• _Supplied data_:
PR #684, opened 2026-07-30
docs: unify global and Config CLI flag documentation

### LINKED ISSUE #515: Unify flag documentation
WIP

Currently we have separate documentation for:
* Config field equivalent flags (auto generated)
* Global flags such as `--log-level`

Lets consolidate docs for all flags into a single markdown.

Bslabe123:
Fixes #515

Global flags (`-c/--config_file`, `-a/--analyze`, `-u/--unified_analysis_dir`, `--log-level`) were defined inline in `main_cli()` and documented nowhere, while Config-derived flags were auto-generated into `docs/cli_flags.md` behind the `check:cli-flags` CI gate.

This PR makes the argparse parser the single source of truth for all flags:

- New `add_global_args()` in `inference_perf/utils/cli_parser.py` defines the global flags once, emits a doc row per flag (same `docs=` pattern as `add_pydantic_args`), and returns the set of argparse dests.
- `main_cli()` builds its parser from the helper and derives the `base_args` filter from the returned dests instead of a hardcoded set.
- `scripts/sync_cli_flags_doc.py` prepends the global flag rows to the generated table; `docs/cli_flags.md` regenerated.
- A future global flag added through the helper is covered by the existing `check:cli-flags` gate; one added outside the helper would leak into `cli_overrides` and break config parsing immediately, so flags cannot quietly go undocumented.
- Unit tests in `tests/test_cli_parser.py` cover the dest set, doc-row emission, ordering, and the override filter.

### DIFF
--- a/tests/test_cli_parser.py
+++ b/tests/test_cli_parser.py
@@ -1,0 +1,54 @@
+# Copyright 2026 The Kubernetes Authors.
+#
+# Licensed under the Apache License, Version 2.0 (the "License");
+# you may not use this file except in compliance with the License.
+# You may obtain a copy of the License at
+#
+# http://www.apache.org/licenses/LICENSE-2.0
+#
+# Unless required by applicable law or agreed to in writing, software
+# distributed under the License is distributed on an "AS IS" BASIS,
+# WITHOUT WARRANTIES OR CONDITIONS OF ANY KIND, either express or implied.
+# See the License for the specific language governing permissions and
+# limitations under the License.
+import argparse
+
+from inference_perf.config import Config
+from inference_perf.utils.cli_parser import add_global_args, add_pydantic_args
+
+
+def test_add_global_args_documents_every_flag() -> None:
+    parser = argparse.ArgumentParser()
+    docs: list[str] = []
+    base_args = add_global_args(parser, docs=docs)
+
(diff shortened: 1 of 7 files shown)


tests/test_cli_parser.py
```diff
@@ -0,0 +1,53 @@
...
+
+def test_global_doc_rows_precede_config_rows() -> None:
+    parser = argparse.ArgumentParser()
+    docs: list[str] = []
+    add_global_args(parser, docs=docs)
+    num_global_rows = len(docs)
+    add_pydantic_args(parser, Config, docs=docs)
+
+    assert len(docs) > num_global_rows
+    assert "`--log-level`" in docs[num_global_rows - 1]
```
lenadankin: This assertion seems coupled to `--log-level` being the last global flag rather than to the behavior the test is intended to verify. Adding another global flag after it would fail the test even though the global rows would still correctly precede the Config rows.

Could we verify the boundary between the global and Config-generated rows without relying on a specific flag being last?

Bslabe123: Good catch, fixed: the test now snapshots the rows emitted by `add_global_args` and asserts they survive as an unchanged prefix after `add_pydantic_args`, so it verifies the boundary itself rather than depending on which flag happens to be last.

• _Work instruction_: Bring together every line in the entries that holds the string "filter".

• _Task result_:
- `main_cli()` builds its parser from the helper and derives the `base_args` filter from the returned dests instead of a hardcoded set.
- Unit tests in `tests/test_cli_parser.py` cover the dest set, doc-row emission, ordering, and the override filter.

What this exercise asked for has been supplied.